> Available data
PR #2153, opened 2026-03-20
core: fill blob receipt fields in parallel processor

LarryArnault45:
Fill BlobGasUsed and BlobGasPrice for blob receipts in the parallel state processor, and add a focused test covering ExecutionTask.Settle.

### DIFF
--- a/core/parallel_state_processor.go
+++ b/core/parallel_state_processor.go
@@ -237,6 +237,11 @@ func (task *ExecutionTask) Settle() {
 	receipt.TxHash = task.tx.Hash()
 	receipt.GasUsed = task.result.UsedGas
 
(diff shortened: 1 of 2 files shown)


lucca30:
Hi @LarryArnault45 , thanks for contributing to the codebase. But `BlobTxs` does not exists on Polygon POS, so there is no need on any handling regarding these txs types.

Is there any context of usage in which Filling this field was necessary? 

Thanks in advance for the contribution.

LarryArnault45:
Hi @lucca30, Thanks for the clarification. I opened this for serial/parallel parity, but I don't have a concrete Polygon PoS use case for it. If BlobTxs are not relevant on Polygon PoS, then this change is not needed here. I'll close the PR. Thanks for pointing it out.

> Exercise goal
Only lines holding the word "there" are wanted; copy each one from the listing.

> Exercise solution
Hi @LarryArnault45 , thanks for contributing to the codebase. But `BlobTxs` does not exists on Polygon POS, so there is no need on any handling regarding these txs types.
Is there any context of usage in which Filling this field was necessary? 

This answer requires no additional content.